> **Provided data**:
PR #1330, opened 2024-05-14
Added fingerprint function to poll vote

elias-summermatter:


michael-scheurer (changes requested):
Nice code.
To make it definitely useful to the end-user, we should have a UI which is able to
- list the votes
- delete votes from that list

Or what is the advantage of having these hashes in the database for upcoming request from Bajour? We would still need to manually delete in the database, no?

michael-scheurer (approved):

PR #1332, opened 2024-05-18
feat(editor,api): migrate article & pages to new tagging system

Itrulia:
Things to test:

- [x] Related articles in website still works
- [x] Article tag pages for articles in website still works
- [x] Creating, Updating, Deleting, Publishing, Duplicating Pages & Articles

BREAKING CHANGE: Article & Page tag went from GraphqlString to GraphqlTag
BREAKING CHANGE: Article & Page filter by tag is using the id of the tag now not the tag name


libs/api/prisma/migrations/20240513152239_migrate_revision_tags/migration.sql
Itrulia, line 1: Has to be in a seperate migration as the enums have to be committed first before usage

libs/api/prisma/migrations/20240513225723_main_tags/migration.sql
Itrulia, line 1: Allows to set a tag as main, which we can show in the editor UI as separate link or use it in URLs for the website.

libs/api/prisma/schema.prisma
```diff
@@ -121,12 +121,25 @@ model Article {
...
   navigations NavigationLink[]
+  tags        TaggedArticles[]
 
   @@index([createdAt])
   @@index([modifiedAt])
   @@map("articles")
 }
 
+model TaggedArticles {
+  article    Article  @relation(fields: [articleId], references: [id], onDelete: Cascade)
```
Itrulia, line 132: Note that tags are now on the article itself

libs/api/src/lib/graphql/blocks.ts
```diff
@@ -552,8 +552,6 @@ export const GraphQLTeaserListBlock = new GraphQLObjectType<TeaserListBlock, Con
               prisma.article
             )
 
-            articles.nodes.forEach(article => loaders.articles.prime(article.id, article))
```
Itrulia, line 555: Unclean but removed from priming loaders as the tag ids are missing

apps/editor/src/app/routes/articles/articleList.tsx
```diff
@@ -99,27 +107,18 @@ function ArticleList() {
     variables: articleListVariables,
     fetchPolicy: 'network-only'
   })
+  const [createComment] = useCreateCommentMutation()
 
   const articles = useMemo(() => data?.articles?.nodes ?? [], [data])
-
-  useEffect(() => {
```
Itrulia, line 105: Happens automatically as variables change

antkiewiczk (approved):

> **Problem**: Reproduce the preceding entries exactly and completely.

> **The answer**:
PR #1330, opened 2024-05-14
Added fingerprint function to poll vote

elias-summermatter:


michael-scheurer (changes requested):
Nice code.
To make it definitely useful to the end-user, we should have a UI which is able to
- list the votes
- delete votes from that list

Or what is the advantage of having these hashes in the database for upcoming request from Bajour? We would still need to manually delete in the database, no?

michael-scheurer (approved):

PR #1332, opened 2024-05-18
feat(editor,api): migrate article & pages to new tagging system

Itrulia:
Things to test:

- [x] Related articles in website still works
- [x] Article tag pages for articles in website still works
- [x] Creating, Updating, Deleting, Publishing, Duplicating Pages & Articles

BREAKING CHANGE: Article & Page tag went from GraphqlString to GraphqlTag
BREAKING CHANGE: Article & Page filter by tag is using the id of the tag now not the tag name


libs/api/prisma/migrations/20240513152239_migrate_revision_tags/migration.sql
Itrulia, line 1: Has to be in a seperate migration as the enums have to be committed first before usage

libs/api/prisma/migrations/20240513225723_main_tags/migration.sql
Itrulia, line 1: Allows to set a tag as main, which we can show in the editor UI as separate link or use it in URLs for the website.

libs/api/prisma/schema.prisma
```diff
@@ -121,12 +121,25 @@ model Article {
...
   navigations NavigationLink[]
+  tags        TaggedArticles[]
 
   @@index([createdAt])
   @@index([modifiedAt])
   @@map("articles")
 }
 
+model TaggedArticles {
+  article    Article  @relation(fields: [articleId], references: [id], onDelete: Cascade)
```
Itrulia, line 132: Note that tags are now on the article itself

libs/api/src/lib/graphql/blocks.ts
```diff
@@ -552,8 +552,6 @@ export const GraphQLTeaserListBlock = new GraphQLObjectType<TeaserListBlock, Con
               prisma.article
             )
 
-            articles.nodes.forEach(article => loaders.articles.prime(article.id, article))
```
Itrulia, line 555: Unclean but removed from priming loaders as the tag ids are missing

apps/editor/src/app/routes/articles/articleList.tsx
```diff
@@ -99,27 +107,18 @@ function ArticleList() {
     variables: articleListVariables,
     fetchPolicy: 'network-only'
   })
+  const [createComment] = useCreateCommentMutation()
 
   const articles = useMemo(() => data?.articles?.nodes ?? [], [data])
-
-  useEffect(() => {
```
Itrulia, line 105: Happens automatically as variables change

antkiewiczk (approved):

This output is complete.